Au final on oppose jeunes et vieux. Or, en temps de crise, les grands-parents aident leurs enfants ou petits enfants à faire face à certaines difficultés financières et vice versa, selon les situations. Il y a une solidarité intergénérationnelle indéniable et importante qui fait que cet argument ne tient pas.   

Vous soulignez le besoin de solidarité. Pourtant, aujourd’hui, votre syndicat s’insurge contre le gouvernement qui au nom de cette dernière a réclamé un nouveau prélèvement sur les pensions des retraités de 0,13 % en 2013 et 0,3% en 2014 * *visant à alimenter les fonds de la sécurité sociale.  

Effectivement, notre organisation et d’autres ne veulent pas de cette nouvelle taxe car elle s’applique uniquement aux retraités qui n’ont pas les moyens, pour la plupart, de mener une vie décente. Nous ne sommes pas contre le fait que les retraités prennent leur part aux nouveaux efforts fiscaux demandés. Mais on ne peut pas demander un effort supplémentaire à des personnes qui cumulent des problèmes physiques, moraux et affectifs liés aux maladies, à la perte d’autonomie, à la solitude et aux difficultés financières liées à leurs petites retraites. Nous condamnons ce genre de « mesurettes » qui ne va pas rapporter grand-chose à l’Etat, tout juste quelques centaines de millions d’euros.  

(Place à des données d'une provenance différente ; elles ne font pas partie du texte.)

PR #124, opened 2025-02-13
Addressing Falco Flows with Incomplete L4 Messages

evanj80-illumio:
We observed Falco returning incomplete L4 network logs. Instead of sending those incomplete flows to CloudSecure we want to just ignore them since we cannot make much sense of them.

### DIFF
--- a/internal/controller/flow_falco.go
+++ b/internal/controller/flow_falco.go
@@ -131,6 +131,7 @@ func createLayer3Message(source string, destination string, ipVersion string) (*
 	} else if ipVersion == "ipv6" {
 		return &pb.IP{Source: source, Destination: destination, IpVersion: pb.IPVersion_IP_VERSION_IPV6}, nil
 	}
+	// If this is IPVersion_IP_VERSION_IP_NOT_USED_UNSPECIFIED do we want to drop this packet?
 	return &pb.IP{Source: source, Destination: destination, IpVersion: pb.IPVersion_IP_VERSION_IP_NOT_USED_UNSPECIFIED}, nil
 }
 
@@ -172,5 +173,5 @@ func createLayer4Message(proto string, srcPort, dstPort uint32, ipVersion string
 		}
 	default:
 	}
-	return &pb.Layer4{}, nil
+	return &pb.Layer4{}, ErrFalcoIncompleteL4Flow
 }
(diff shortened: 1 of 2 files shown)


internal/controller/flow_falco.go
```diff
@@ -70,21 +70,21 @@ func parsePodNetworkInfo(input string) (*pb.FalcoFlow, error) {
 
 	layer3Message, err := createLayer3Message(info.SrcIP, info.DstIP, info.IpVersion)
 	if err != nil {
-		return nil, fmt.Errorf("unable to create Layer3 message falco flows: %v", err)
+		return &pb.FalcoFlow{}, err
```
rlenglet, line 73: Why not just return `nil`?
```suggestion
		return nil, err
```
Same with the other error returns below.

rlenglet (changes requested):

rlenglet (approved):

internal/controller/streams.go
```diff
@@ -85,6 +85,9 @@ var resourceAPIGroupMap = map[string]string{
 var dd = &deadlockDetector{}
 var ErrStopRetries = errors.New("stop retries")
 var ErrFalcoEventIsNotFlow = errors.New("ignoring falco event, not a network flow")
+var ErrFalcoIncompleteL3Flow = errors.New("ignoring incomplete falco l3 network flow")
+var ErrFalcoIncompleteL4Flow = errors.New("ignoring incomplete falco l4 network flow")
+var ErrFalcoInvalidPort = errors.New("ignoring incomplete falco flow due to bad ports")
```
AriSweedler, line 90: Do you have a testcase for `ErrFalcoInvalidPort`? Looks like you got everything else. Just below the `"Incomplete L4 TCP flow"` testcase:
```
		"Invalid port": {
			input:    "time=1987-02-22T00:39:07.267635635+0000\t srcip=192.168.1.1 dstip=192.168.1.2 srcport=invalid dstport=5678 proto= ipversion=ipv4",
			expected: nil,
			err:      ErrFalcoInvalidPort,
		},
```

internal/controller/streams.go
```diff
@@ -240,8 +243,10 @@ func (sm *streamManager) StreamFalcoNetworkFlows(ctx context.Context) error {
 			}
 
 			convertedFalcoFlow, err := parsePodNetworkInfo(match[1])
-			if errors.Is(err, ErrFalcoEventIsNotFlow) {
+			if convertedFalcoFlow == nil {
```
AriSweedler, line 246: The go style is to use `err`, not the value being nil or not. Right? If there's a reason for the departure from the norm, plz explain.

evanj80-illumio: Or maybe you are right, maybe I should just check if there is an error. Since in all cases where we drop a flow we error out anyways. So yeah you are right we probably should have stuck to that norm!

internal/controller/streams.go
evanj80-illumio: I missed this test case.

Nous préconisons un financement qui soit justement réparti sur toutes les générations. Surtout, nous voulons que soit mis en place une cotisation répartie sur les patrimoines et les revenus dont tout le monde s’acquitterait, pour financer l’allocation aux personnes âgées (APA) destinée à faire face à la perte d’autonomie des personnes âgées. Plus largement, nous réclamons la création d’un véritable service public pour gérer ces problèmes. Un seul régime serait capable de contrôler l’aide à la personne et d’intégrer les services sociaux et les associations qui se chargent de venir en aide aux personnes âgées. Cette réforme est cruciale mais ne devra pas faire oublier nos autres revendications telles que l’augmentation des pensions de retraite à indexer sur l’inflation et la création d’une cinquième branche de la sécurité sociale.